# Deep vs Shallow Copy of Pandas Dataframe

### Introduction

While working with Pandas, you may encounter an API call like this: `DataFrame.copy(deep=True)`. The `True` flag makes a copy of the object's indices and data. But why would you just not declare a new variable, and utilize the `copy()` API?

First we need to discuss few ways to make copies of Pandas Dataframe.

1. Declare a new variable
2. Utilize `copy(deep=True)`
3. Utilize `copy(deep=False)`

The first one is a self-explanatory, and will not be discussed in depth. The second one, using `True` flag will create a new object. The modification on the new object will not reflect the original dataframe. Using the `False` flag will create a new object, and any modifications on the new and the old object will reflect each other.

In [None]:
import pandas as pd

# Create using deep=True


In [None]:
df = pd.Series([1, 2], index=["a", "b"])
deep_df = df.copy(deep=True) #or df.copy() works the same 


In [None]:
shallow_df = df.copy(deep=False)

So why would we use this? What scenario would we want to use either function? The idea is that if you're taking an extra precaution to not modify the original dataframe.

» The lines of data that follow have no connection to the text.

PR #2277, opened 2023-05-17
NativeAOT-LLVM: Only build the host for one target: browser_wasm_win.

yowl:
This PR attempts to address #2276 by just building the host (win-x64) package for one of the wasm targets, `browser_wasm_win`.

Thanks @SingleAccretion !


SingleAccretion (approved):

jkotas (approved):
Thanks!

PR #2283, opened 2023-05-19
NativeAOT-LLVM: Merge runtime to 17 May 2023 

yowl:
This PR is the latest merge (to 83f71b53d7f08700fd059191859f7931cf5712f4) from `runtime`.

Set `RUNTIME_FLAVOR=CoreCLR` for `build-native.cmd` so that `STATIC_ICU` does not get set.  We need all the function renaming macros such as
```
#define u_charsToUChars(...) u_charsToUChars_ptr(__VA_ARGS__)
```
from `pal_icushim_internal.h` to avoid missing symbols.

Delete the assert from the beginning of `SsaBuilder::AddPhiArg`
```c++
    // For LLVM backed, every predecessor must have its own phi arg
    if (!block->IsLIR())
    {
        for (GenTreePhi::Use& use : phi->Uses())
        {
            assert(use.GetNode()->AsPhiArg()->GetSsaNum() != ssaNum);
        }
    }
```
Not sure that is ok, maybe it is fallout from the ASG refactoring that needs looking at?

Exclude `LowLevelLifoSemaphore` for Wasi, think its just for threading and we don't have the base  `LowLevelLifoSemaphoreBase`


yowl:
Replaces https://github.com/dotnet/runtimelab/pull/2275
@dotnet/nativeaot-llvm

src/coreclr/jit/gentree.cpp
```diff
@@ -17721,19 +17713,12 @@ bool GenTree::IsPhiNode()
...
-    assert(!res || AsOp()->gtOp1->OperIs(GT_LCL_VAR) || OperGet() == GT_STORE_LCL_VAR);
 #else
-    bool res = OperIs(GT_ASG) && AsOp()->gtOp2->OperIs(GT_PHI);
-    assert(!res || AsOp()->gtOp1->OperIs(GT_LCL_VAR));
-#endif
-    return res;
-=======
     return OperIs(GT_STORE_LCL_VAR) && AsLclVar()->Data()->OperIs(GT_PHI);
->>>>>>> 83f71b53d7f08700fd059191859f7931cf5712f4
+#endif
```
SingleAccretion: This should not need the `ifdef TARGET_WASM` path anymore (no `ASG`s in SSA).

src/coreclr/jit/llvmlower.cpp
```diff
@@ -998,7 +997,7 @@ void Llvm::lowerIndir(GenTreeIndir* indirNode)
 
 void Llvm::lowerStoreBlk(GenTreeBlk* storeBlkNode)
 {
-    assert(storeBlkNode->OperIs(GT_STORE_BLK, GT_STORE_OBJ));
+    assert(storeBlkNode->OperIs(GT_STORE_BLK));
```
SingleAccretion, line 1000: There is a `TODO` below that can be addressed.

src/coreclr/nativeaot/System.Private.CoreLib/src/System/Environment.NativeAot.cs
```diff
@@ -63,5 +63,12 @@ internal static void ShutdownCore()
         }
 
         public static int TickCount => (int)TickCount64;
+
+#if TARGET_WASM
+        private static unsafe string[] GetCommandLineArgsNative()
```
SingleAccretion, line 68: Usual question - why didn't we need this before?

src/coreclr/tools/aot/ILCompiler.RyuJit/Compiler/RyuJitCompilationBuilder.cs
```diff
@@ -21,7 +21,8 @@ public class RyuJitCompilationBuilder : CompilationBuilder
         private ProfileDataManager _profileDataManager;
         private string _jitPath;
 
-        protected RyuJitCompilationBuilder(CompilerTypeSystemContext context, CompilationModuleGroup group, NodeMangler mangler)
+        protected RyuJitCompilationBuilder(CompilerTypeSystemContext context, CompilationModuleGroup group,
+            NodeMangler mangler)
```
SingleAccretion: Intentional formatting change?

src/libraries/System.Private.CoreLib/src/System/Environment.cs
```diff
@@ -88,7 +88,6 @@ public static void SetEnvironmentVariable(string variable, string? value, Enviro
 
 #if !MONO
         internal static string[]? s_commandLineArgs;
-
```
SingleAccretion: Intentional formatting change?

src/libraries/System.Private.CoreLib/src/System.Private.CoreLib.Shared.projitems
```diff
@@ -2607,4 +2607,4 @@
     <Compile Include="$(MSBuildThisFileDirectory)System\Numerics\IUnaryPlusOperators.cs" />
     <Compile Include="$(MSBuildThisFileDirectory)System\Numerics\IUnsignedNumber.cs" />
   </ItemGroup>
-</Project>
\ No newline at end of file
+</Project>
```
SingleAccretion: Unintentional formatting change?

src/native/libs/System.Globalization.Native/CMakeLists.txt
```diff
@@ -94,7 +89,7 @@ if (LOCAL_BUILD)
     # For minipal files
     include_directories(../../)
     include_directories(${CMAKE_CURRENT_BINARY_DIR})
-elseif (CLR_CMAKE_TARGET_MACCATALYST OR CLR_CMAKE_TARGET_IOS OR CLR_CMAKE_TARGET_TVOS OR CLR_CMAKE_TARGET_BROWSER OR CLR_CMAKE_TARGET_WASI)
+elseif ((CLR_CMAKE_TARGET_MACCATALYST OR CLR_CMAKE_TARGET_IOS OR CLR_CMAKE_TARGET_TVOS OR CLR_CMAKE_TARGET_BROWSER OR CLR_CMAKE_TARGET_WASI) AND NOT RUNTIME_FLAVOR STREQUAL "CoreCLR")
     add_definitions(-DSTATIC_ICU)
     set(NATIVEGLOBALIZATION_SOURCES ${NATIVEGLOBALIZATION_SOURCES} pal_icushim_static.c)
 else()
```
SingleAccretion: I am assuming this is the fallout from https://github.com/dotnet/runtime/pull/82393, what I don't quite understand is what the difference is between what's upstream and what's downstream. It sounds like https://github.com/dotnet/runtime/pull/82393 would be "just what we want", but clearly it isn't. Is the core difference that we build ICU from source here and upstream gets it as a binary from somewhere?

That aside, if we must have NAOT-LLVM be different, I don't think indirecting it through the runtime flavor is useful (it'll always be set to `CoreCLR` by the script anyway), we should just call this difference out and do something simpler, e. g. comment this whole block out.

SingleAccretion:
Thank you for pulling the conflicts forward!

src/coreclr/nativeaot/System.Private.CoreLib/src/System/Environment.NativeAot.cs
yowl: https://github.com/dotnet/runtime/pull/84953/files#diff-145407db2c27bf3412239087b0d37526ff44f7f7a60b3dc50e1d5f192d619e55R89-R101

We had `GetCommandLineArgsNative` before in [Environment.CoreCLR.cs](https://github.com/dotnet/runtime/pull/84953/files#diff-01661fb4013eaaa2309e399d45cd56a0cc148594e2dcd8e10e7453492d320939) but that was in `src\coreclr\System.Private.CoreLib\System.Private.CoreLib.csproj`, but now it is referenced from `src/libraries/System.Private.CoreLib/src/System/Environment.cs` so we need a definition

src/native/libs/System.Globalization.Native/CMakeLists.txt
yowl: > upstream gets it as a binary from somewhere?

That looks to be it, mono is getting `libicuuc.a` and `libicui18n.a` ultimately from `$(PkgMicrosoft_NETCore_Runtime_ICU_Transport)` .  I can't see where that comes from, the SDK perhaps.
https://github.com/dotnet/runtime/blob/d7a30ba1f1c9ccce26a6a223898b7b9aba186a3a/src/mono/wasm/wasm.proj#L26

I will try to do the same and drop `-s USE_ICU=1` from the emcc build

src/libraries/System.Private.CoreLib/src/System/Environment.cs
yowl: reverted

src/coreclr/tools/aot/ILCompiler.RyuJit/Compiler/RyuJitCompilationBuilder.cs
yowl: reverted

src/coreclr/jit/llvmlower.cpp
yowl: Thanks, done.

src/coreclr/jit/gentree.cpp
yowl: Thanks, indeed, removed.

jkotas:
Ready to be merged?

Thank you for staying up to date with the upstream!

yowl:
No, not yet thanks.  Looking at if we can get inline with mono regards the ICU library.

src/coreclr/nativeaot/System.Private.CoreLib/src/System/Environment.NativeAot.cs
SingleAccretion: And the natural definition comes from `src/libraries/System.Private.CoreLib/System/Environment.Unix.cs`, not included for WASM (by design). It also returns `Array.Empty<string>();`, this should too I think.

src/native/libs/System.Globalization.Native/CMakeLists.txt
yowl: This isn't quite as straightforward as I thought because of https://github.com/emscripten-core/emscripten/issues/17540#issuecomment-1207463409  .  I was going to link `libicuuc.a` and friends into `libSystem.Globalization.Native.a` but that (linking one static library into another) seems hard with cmake as per that comment.  Mono solves this by linking into an executable (`dotnet.native`) which cmake does do.

Would it be acceptable therefore to do something similar to mono and link `libicuuc.a`, `libicui18n.a` and `libicudata.a` from the `microsoft.netcore.runtime.icu.transport` package at "user" link time.  I.e. bring in via a `<PackageReference Include="Microsoft.NETCore.Runtime.ICU.Transport" PrivateAssets="all" Version="$(MicrosoftNETCoreRuntimeICUTransportVersion)" GeneratePathProperty="true" />` from  a build integration file?

jkotas: The transport packages are meant for transport of bits between builds of different dotnet org repos. They are not meant to be used by "user" build.

You would want to repackage the ICU bits from the transport package into the `Microsoft.DotNet.ILCompiler` package.

yowl: I've not gone the repackaging route for now because I was able to just put a cmake post build event in:
```
if (CLR_CMAKE_TARGET_BROWSER OR CLR_CMAKE_TARGET_WASI)
   add_custom_command(TARGET System.Globalization.Native-Static
       POST_BUILD 
       COMMAND ${CMAKE_AR} qL $<TARGET_FILE:System.Globalization.Native-Static> ${CMAKE_ICU_DIR}/lib/libicuuc.a ${CMAKE_ICU_DIR}/lib/libicui18n.a ${CMAKE_ICU_DIR}/lib/libicudata.a)
endif()
```
which resolves to a `llvm-ar` command appending the contents of these 3 archives to `libSystem.Globalization.Native.a`  This seemed simpler, but for it to work with mono, we would have to see if the mono team are ok with removing 
https://github.com/dotnet/runtimelab/blob/2f8f4a90ca6deb76ab2551ba4aca56713267a5cb/src/mono/wasm/runtime/CMakeLists.txt#L19-L20

And understand why we need the data file `libicudata.a` and mono does not (or maybe they do need it for the Aot version?)

src/coreclr/nativeaot/System.Private.CoreLib/src/System/Environment.NativeAot.cs
yowl: Done, thanks

src/coreclr/runtime.proj
```diff
@@ -58,8 +58,8 @@
       <_CoreClrBuildArg Condition="'$(ClrCrossComponentsSubset)' == 'true'" Include="-component crosscomponents" />
     </ItemGroup>
 
-    <ItemGroup Condition="'$(TargetsAppleMobile)' == 'true'">
-      <_CoreClrBuildArg Include="-cmakeargs -DCMAKE_ICU_DIR=&quot;$(_IcuDir)&quot;" />
+    <ItemGroup Condition="'$(TargetsAppleMobile)' == 'true' or '$(TargetArchitecture)' == 'wasm'">
+      <_CoreClrBuildArg Include="-cmakeargs &quot;-DCMAKE_ICU_DIR=$(_IcuDir)&quot;" />
```
SingleAccretion, line 62: Is the quoting change intentional?

src/native/libs/System.Globalization.Native/CMakeLists.txt
```diff
@@ -94,7 +81,7 @@ if (LOCAL_BUILD)
     # For minipal files
     include_directories(../../)
     include_directories(${CMAKE_CURRENT_BINARY_DIR})
-elseif (CLR_CMAKE_TARGET_MACCATALYST OR CLR_CMAKE_TARGET_IOS OR CLR_CMAKE_TARGET_TVOS OR CLR_CMAKE_TARGET_BROWSER OR CLR_CMAKE_TARGET_WASI)
+elseif ((CLR_CMAKE_TARGET_MACCATALYST OR CLR_CMAKE_TARGET_IOS OR CLR_CMAKE_TARGET_TVOS OR CLR_CMAKE_TARGET_BROWSER OR CLR_CMAKE_TARGET_WASI))
```
SingleAccretion:
```suggestion
elseif (CLR_CMAKE_TARGET_MACCATALYST OR CLR_CMAKE_TARGET_IOS OR CLR_CMAKE_TARGET_TVOS OR CLR_CMAKE_TARGET_BROWSER OR CLR_CMAKE_TARGET_WASI)
```

SingleAccretion (approved):
LGTM with two comments, thank you!

The ICU solution is very neat, great to see that.

src/coreclr/runtime.proj
yowl: Yes, it was.  I had problems with the value getting dropped, but wasn't sure why.  With the quoting as it was I get

```
Calling "E:\GitHub\runtimelab\eng\native\gen-buildsys.cmd" "E:\GitHub\runtimelab\src\coreclr" "E:\GitHub\runtimelab\artifacts\obj\coreclr\browser.wasm.Debug" vs2022 wasm browser "-DRUNTIME_FLAVOR=CoreCLR" "-DCMAKE_BUILD_TYPE=Debug" "-DCLR_CMAKE_KEEP_NATIVE_SYMBOLS=1" "-DCLR_CM
  AKE_TARGET_ARCH=wasm" "-DCLR_CMAKE_TARGET_OS=emscripten" "-DCLI_CMAKE_FALLBACK_OS=browser" "-DCLR_CMAKE_PGO_INSTRUMENT=0" "-DCLR_CMAKE_OPTDATA_PATH=" "-DCLR_CMAKE_PGO_OPTIMIZE=0" -DCMAKE_ICU_DIR
```
You can see `-DCMAKE_ICU_DIR` had no value, I wasn't sure if it was the backslash  in `c:\` or something else.

yowl: And as the other `-D` arguments were quoted to include the `-D...` I did the same.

Let's try another example.

In [None]:
df = pd.DataFrame({'string_col':['aaa','bbb','ccc'],'integer_col':[1,2,3]})
s1 = df['string_col']
df

In [None]:
# now try to modify value in string_col and see the error message
s1[0] = 111

In [None]:
df

Now, let's try something else. We'll try to modify string_col using loc.

In [None]:
s2 = df.loc[0]
s2['string_col'] = 222
df

What did we observe here? This time, s2 was a copy and did not affect the values in df. We can see now why we want to utilize the `copy()` function to reduce this ambiguity in programming - as a data scientist and a programmer, you have to be explicit and have an intention when you're making copies to the dataset which you will be heavily using it to explore and extract data. Usually during this exploratory analysis step, you could make unintentional changes to the original dataframe without realizing and hence affect the result of your model.